In certain religious texts it's said God has 99 names.. the most common one used in the holy bible is "I AM" as in "I am who I am" or "I Am sent me" etc... I've learned most of the names God has.. aren't names at all they are attributes  Like Gracious, merciful. etc. But yes these are names that people called God too. They say the 99th name is the actual name it's forbidden to say it Why I dunno. I know I'd prefer to call someone but their real name rather than by "nick names" or "assumed" names... but alas this is the world the bible was written and rewritten in. So we today don't even know ALL 99 names God was given other then a few like the ones  the Jews called him which I can't remember the letters that make up the word but phonetically it's pronounced, "Yaway", and the attribute names and I AM, and God, Lord, and whatever else you decide to call the divine entity that pulls ours strings.. But we still do not know the beings true name nor what he looks like.

I think that's the true basis behind religion, even if it's a faux religion in a book.
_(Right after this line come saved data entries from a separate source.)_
PR #6799, opened 2021-08-03
speed up and fix up trd raw data reading.

bazinski:
fix parsing of zero suppressed digits.
increase verbose output
fix bitcounting error causing slow readout
other speed ups, 7 hours per timeframe now down to .7ms per timeframe.
byteswap the adc bit pattern word
fix the  DigitMCMADCMask it was reversed.

attempt to jump the non tracklet data at the beginning of the tracklet parse block, partially successful.
erroneous additional digits are marked with EEE in info output

change datareader to write out triggers with the digits (temporary most likely)

This could well change depending on the testing tomorrow.

### DIFF
--- a/DataFormats/Detectors/TRD/include/DataFormatsTRD/RawData.h
+++ b/DataFormats/Detectors/TRD/include/DataFormatsTRD/RawData.h
@@ -307,10 +307,10 @@ struct DigitMCMADCMask {
   union {
     uint32_t word; //MCM ADC MASK header
     struct {
-      uint32_t j : 4; // unused always 0xc
+      uint32_t j : 4; // 0xc
       uint32_t adcmask : 21;
-      uint32_t c : 5; // unused always 0x1f
-      uint32_t n : 2; // unused always 0x3
+      uint32_t c : 5; // ~(number of bits set in adcmask)
+      uint32_t n : 2; // 0b01
     } __attribute__((__packed__));
   };
 };
@@ -440,6 +440,8 @@ std::ostream& operator<<(std::ostream& stream, const HalfCRUHeader& halfcru);
 bool trackletMCMHeaderSanityCheck(o2::trd::TrackletMCMHeader& header);
 bool trackletHCHeaderSanityCheck(o2::trd::TrackletHCHeader& header);
 bool digitMCMHeaderSanityCheck(o2::trd::DigitMCMHeader* header);
+bool digitMCMADCMaskSanityCheck(o2::trd::DigitMCMADCMask& mask, int numberofbitsset);
+bool digitMCMWordSanityCheck(o2::trd::DigitMCMData* word, int adcchannel);
 void printDigitMCMHeader(o2::trd::DigitMCMHeader& header);
 void printDigitHCHeader(o2::trd::DigitHCHeader& header);
 DigitMCMADCMask buildBlankADCMask();
--- a/DataFormats/Detectors/TRD/include/DataFormatsTRD/RawData.h
+++ b/DataFormats/Detectors/TRD/include/DataFormatsTRD/RawData.h
@@ -307,10 +307,10 @@ struct DigitMCMADCMask {
   union {
     uint32_t word; //MCM ADC MASK header
     struct {
-      uint32_t n : 2; // unused always 0x3
-      uint32_t c : 5; // unused always 0x1f
-      uint32_t adcmask : 21;
       uint32_t j : 4; // unused always 0xc
+      uint32_t adcmask : 21;
+      uint32_t c : 5; // unused always 0x1f
+      uint32_t n : 2; // unused always 0x3
     } __attribute__((__packed__));
   };
 };
--- a/DataFormats/Detectors/TRD/src/RawData.cxx
+++ b/DataFormats/Detectors/TRD/src/RawData.cxx
@@ -451,6 +451,8 @@ int nextmcmadc(unsigned int& bp, int channel)
   while (!(bp & m)) {
     m = m << 1;
     position++;
+    if (position > 31)
+      break;
   }
   bp &= ~(1UL << (position));
   return position;
--- a/DataFormats/Detectors/TRD/src/RawData.cxx
+++ b/DataFormats/Detectors/TRD/src/RawData.cxx
@@ -124,7 +124,7 @@ uint32_t getQFromRaw(const o2::trd::TrackletMCMHeader* header, const o2::trd::Tr
       qa = header->pid2;
       break;
     default:
-      LOG(warn) << " unknown trackletindex to getQFromRaw : " << pidindex;
+      LOG(warn) << " unknown trackletindex of " << trackletindex << " to getQFromRaw : " << pidindex;
       break;
   }
   //qa is 6bits of Q2 and 2 bits of Q1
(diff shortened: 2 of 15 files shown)


DataFormats/Detectors/TRD/include/DataFormatsTRD/RawData.h
```diff
@@ -307,10 +307,10 @@ struct DigitMCMADCMask {
   union {
     uint32_t word; //MCM ADC MASK header
     struct {
-      uint32_t n : 2; // unused always 0x3
-      uint32_t c : 5; // unused always 0x1f
-      uint32_t adcmask : 21;
       uint32_t j : 4; // unused always 0xc
+      uint32_t adcmask : 21;
+      uint32_t c : 5; // unused always 0x1f
```
tdietel: Is the comment correct? I thought it's the inverted number of ADC channels with data.

DataFormats/Detectors/TRD/src/RawData.cxx
```diff
@@ -440,14 +444,16 @@ void setNumberOfTrackletsInHeader(o2::trd::TrackletMCMHeader& header, int number
...
+    return 22;
+  int position = channel;
+  int m = 1 << channel;
+  while (!(bp & m)) {
+    m = m << 1;
+    position++;
   }
-  bp &= ~(1UL << (channel));
-  return channel; // zero based
+  bp &= ~(1UL << (position));
```
tdietel, line 509: Do you modify the bitpattern in the function? 
I don't see why this is necessary, if you tell the function what the current channel is.

DataFormats/Detectors/TRD/src/RawData.cxx
```diff
@@ -440,14 +444,16 @@ void setNumberOfTrackletsInHeader(o2::trd::TrackletMCMHeader& header, int number
...
-  while ((bp & (1 << channel)) == 0) {
-    channel++;
-    if (channel == 21) {
-      break;
-    }
+  if (bp == 0)
+    return 22;
+  int position = channel;
+  int m = 1 << channel;
+  while (!(bp & m)) {
```
tdietel, line 502: Does this code do the same as:
```suggestion
  for (int pos=channel+1; pos<22; pos++) {
    if ( bp & (1<<pos) ) {
      return pos;
    }
  }
  return 22;
      
```

tdietel: I am not sure what your code does once it's at (or rather beyond) the last bit.

Detectors/TRD/reconstruction/src/DigitsParser.cxx
```diff
@@ -166,21 +179,57 @@ int DigitsParser::Parse(bool verbose)
           LOG(info) << "state mcmheader and word : 0x" << std::hex << *word;
           printDigitMCMHeader(*mDigitMCMHeader);
         }
-        if (mDigitHCHeader->major == 4) {
+        if (mDigitHCHeader->major == 0x21) {
```
tdietel: The 0x21 does not seem to go together with the 4.

Detectors/TRD/reconstruction/src/DigitsParser.cxx
```diff
@@ -270,80 +343,77 @@ int DigitsParser::Parse(bool verbose)
             }
             if (digitwordcount == constants::TIMEBINS / 3) {
```
tdietel: Does this actually work if the number of timebins is not divisible by 3?

Detectors/TRD/reconstruction/src/DigitsParser.cxx
```diff
@@ -270,80 +343,77 @@ int DigitsParser::Parse(bool verbose)
...
               //write out adc value to vector
               //zero digittimebinoffset
-              if (mDigitHCHeader->major == 4) {
+              if (mDigitHCHeader->major & 0x20) {
                 //zero suppressed, so channel must be extracted from next available bit in adcmask
-                if (mDataVerbose) {
-                  LOG(info) << "adcmask: 0x" << std::hex << mADCMask << " and channel : " << std::dec << mChannel;
-                }
                 mChannel = nextmcmadc(mADCMask, mChannel);
+                if (mChannel == 21) {
```
tdietel: I thought I saw a 22 up there...

tdietel (commented):
It's still work in progress. I made some comments, but I'm happy to merge if it helps with progress.

DataFormats/Detectors/TRD/include/DataFormatsTRD/RawData.h
bazinski: correct as to my understanding at time of writing, but no not correct.

DataFormats/Detectors/TRD/src/RawData.cxx
bazinski: current channel is simply used as a position to jump to instead of each time shifting through the whole word.

Detectors/TRD/reconstruction/src/DigitsParser.cxx
bazinski: no the 4 is wrong, its the 6th bit that defines zero suppression 0x20. Table 15.8 in tdp, 6th bit is set for zero supression.
Did not matter when i was only looking at simulated data as generation and reading were self consistent.

DataFormats/Detectors/TRD/src/RawData.cxx
bazinski: the newer one works properly, verified. unit tests to come.
the bit is fliped so that each time is simply looks for the next right most bit with a 1 in it, so at the end one has no bits and has a condition for finishing.

bazinski: To be clearer line 447,448 handles the case of no bits valid, it is possible to start on the left of the left most bit.
adding a termination at position 32;

Detectors/TRD/reconstruction/src/DigitsParser.cxx
bazinski: it works in the sense that it wont write a digit, but carry on.

Detectors/TRD/reconstruction/src/DigitsParser.cxx
bazinski: 21 and 22, 22 gives logs the erroneous digit, and 21 should never get hit, there as a safety net should maybe change it to >21

Detectors/TRD/reconstruction/src/DigitsParser.cxx
bazinski: just above that there is a check for digitwordcount > timebins/3 with a fatal log message.

DataFormats/Detectors/TRD/include/DataFormatsTRD/RawData.h
bazinski: now fixed.

bazinski:
should i leave the list of updates or collapse them all into 1? this can then be merged, stats will come shortly in a seperate pr @tdietel

shahor02:
@bazinski I can squash them at merging, shall I already do this?

tdietel:
Squashing looks like a good idea. Shall we go ahead and merge?

shahor02 (approved):
squashing/merging

PR #6802, opened 2021-08-03
Write CTFs to <partion_id>-<run_id> dir if partition is available

shahor02:
The o2-ctf-writer-workflow will try to fetch the `environment_id` (a.k.a. partition ID) set by the ECS. If it is defined, the CTFs will be stored in the `<output_dir>/<environment_id>-<runNumber>` directory, where `<output_dir>` is an existing directory provided by `--output-dir option` (default: cwd). 
The sub-directory `<environment_id>-<runNumber>`
will be created if needed.

If the `environment_id` property was not defined or an option `--ignore-partition-run-dir` is provided, the CTF will be written directly to the `<output_dir>`.


shahor02:
o2 CI silently stopped in the middle of the tests, but the modifications are relevant only for the FullCI which was passed, merging.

It isn't knowing that the "god" is there actually listening, or knowing what to call it. It isn't even a question of whether or not it truly exists or not. It's simply something to believe, to give faith and comfort in a time of need or thanks in a time of joy. And it's for these reasons religion plays a large part in the creation of fantasy novels. Just like we.. Even if we don't believe formally in God... everyone needs something to believe in, disbelieve in, or dislike >^.^<


----------



## Ophiucha (Mar 10, 2011)

@Mdnight; I'd tend to agree, at least in regards to Earth religions where the idea of God is an unknown. This is something I explore in my own work, actually, since fantasy so often forgoes 'belief' and skips right over to 'worship'. Many, many fantasy stories have their gods as certainties. They are not "maybe yes, maybe no" gods like ours, where (save a few who can logically be disproved), we are for the most part left waiting for death to know for sure. In my own story, the creatures called deities are without a shadow of a doubt real, and their impact on magic and the world is inarguable. It is the question of worship that drives one's theism - if you praise, fear, revere, whatever these creatures, you are religious, and if you don't, you aren't. I think that plays a small part in our own religions as well. Is belief in God alone enough to make one religious, or is it the reverence of God that makes one religious?


----------



## Mdnight Falling (Mar 10, 2011)

Hmmm.. That's an excellent question there. Belief alone in OUR world is usually enough to make someone a believer... if not overly religious. In fantasy books like tamora Pierce's Immortal's Quartet,  The gods separate themselves from people.. though sometimes, they mingle in ways they know they shouldn't which is why Dane had the wild magic.. but Dane even though she was half god, didn't know she was. her mother kept it from her. and unless I'm mistaken and need to re-read my tortall books, Dane also didn't truly believe in the gods until the immortals escaped from the god Realm. So really it all depends on the circumstances of the char I suppose  I feel personally, religion in stories is not very different then religion in the "real" world. the gods usually just have different names and most of the time, they are a fact not an assumption. which grounds the religion more if you ask me  Let's be realistic. you can't be atheist if god is standing right in front of you and you KNOW it's God.. Even if you don't want to believe it to be 

Oddly enough.. I think religion is the one thing I've actually managed to successfully leave completely out of my story LOL! It just dawned on me that there are no gods.. well no I do reference one god in my story. but it's not major. I mean religion isn't really a part of my story LOL


----------



## Ophiucha (Mar 10, 2011)

Mdnight Falling said:


> Let's be realistic. you can't be atheist if god is standing right in front of you and you KNOW it's God.. Even if you don't want to believe it to be


That is, in fact, exactly what I believe. I believe that we cannot know in a God or not, because there is no proof (but there is no counterproof, either, so I accept the chance), but I consider myself an atheist because no matter which God it is, and no matter how true I knew him to be, I _couldn't_ follow or worship them. Even if their ideals perfectly matched my own. This translates into my story where Gods exist, and are undoubtedly the creators of magic and their world, but my characters (the atheist ones, at least) do not worship, praise, or fear them. They acknowledge their significance in the world, but they do not do their bidding or pray to them or follow their laws (beyond the ones that are universal).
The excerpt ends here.